February 15, 2026

things I enjoyed in 2025 or maybe 2024 who can tell anymore time is a flat circle part three

Mickey 17

to think, i almost missed this one. it took weeks of passing by it in the queue before i realized what it even was. and even then, even knowing that it was from the director of Parasite, you know — a great filmmaker — i was still a bit hesitant.

i mean, not to spoil anything, but… Parasite is kind of a bummer?

and there are moments in Mickey 17. moments that feel a bit like riding on one of those big scary roller coasters, the kind designed to make the rider feel like maybe someone in maintenance missed something in the safety inspection and the whole thing is about to go flying off the rails.

but unlike Parasite, it never does. at the end of the film the roller coaster returns safely to the station and the audience leaves their cars unscathed. all’s well that ends well.

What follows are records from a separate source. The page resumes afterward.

PR #11208, opened 2026-05-06
fix: added fix for traceoperator not getting saved in alerts

ahrefabhi:
## Pull Request

---

### 📄 Summary
Trace operator queries were not being persisted when creating threshold alerts in Alerts V2, and trace operator results returned by the V5 query-range API were not being correctly mapped back into the query builder state. This PR wires `queryTraceOperator` into the alert payload, fixes the round-trip mapping for `builder_trace_operator` specs, and prevents the V5 payload builder from emitting a metrics-shaped aggregation for trace operators (which the backend rejects).

N/A

#### Issues closed by this PR
Closes https://github.com/SigNoz/engineering-pod/issues/4817

---

### ✅ Change Type
- [ ] ✨ Feature
- [x] 🐛 Bug fix
- [ ] ♻️ Refactor
- [ ] 🛠️ Infra / Tooling
- [ ] 🧪 Test-only

---

#### Root Cause
Three issues combined to break trace-operator persistence in alerts:

1. **`buildCreateThresholdAlertRulePayload`** only mapped `query.builder.queryData` and `query.builder.queryFormulas` into the outgoing `builderQueries` payload. `query.builder.queryTraceOperator` was dropped on the floor, so trace operators were never sent to the alerts API on save.
2. **`mapQueryFromV5`** read `builder_trace_operator` envelopes back from the API by casting the raw `spec` straight to `IBuilderTraceOperator`. The shape returned by the V5 backend is the wire format, not the query-builder shape, so fields like `filters`, `aggregations`, ordering, etc. were not normalized when re-hydrating the form.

the alien creature design, for instance. they are called “creepers” and they look rather frightening and disgusting — perhaps even murderous. but then, somehow by the third act, actually morph into feeling cute and cuddly? while looking exactly the same. it’s a clever bit of work.

there’s the biting social satire that punches hard — at technology, at authoritarianism, at the worst of what’s in us all, really. but not without also celebrating what’s good in us. what we might hope for our future. how we might be better.

and, you know, there’s just the premise of the whole thing. i won’t spoil it — if you can managed to watch the movie without knowing what you’re getting into like i did it will only add to the fun. but let’s just say that at the heart of the film is a truly dark, dystopian science fiction concept. and yet the script by Bong Joon Ho, with the help of Robert Patterson’s masterful slapstick performance, somehow manages to turn it into the funniest thing in the film.

i probably haven’t been this excited by a science fiction movie since Spike Jonze’s Her. which, if it was a satire (which i don’t think it is, although it’s probably fair to say it has some satire in it) i might pick as the better movie. but i would hate having to choose. they are both modern masterpieces.

Mickey 17 is what science fiction is meant to be. it uses the future and technology of tomorrow to not so much predict how the world will someday be, which is impossible, but to talk about the now. to give us, the people alive today, another way to look at our own behavior. to ask questions about where we’re going and what kind of world we want to live in. to see ourselves, to see society, to see our world, with fresh eyes.

i rarely watch a movie twice. even more rare for me: watching a movie twice in the same year. to be honest, i’m not sure that’s ever happened before. but i loved Mickey 17 so much, i sat down to watch it again just a few months after my initial viewing because i wanted to show it to my wife. (who also enjoyed it, although probably not quite as much as i did.)

in a year or two, i look forward to watching it again.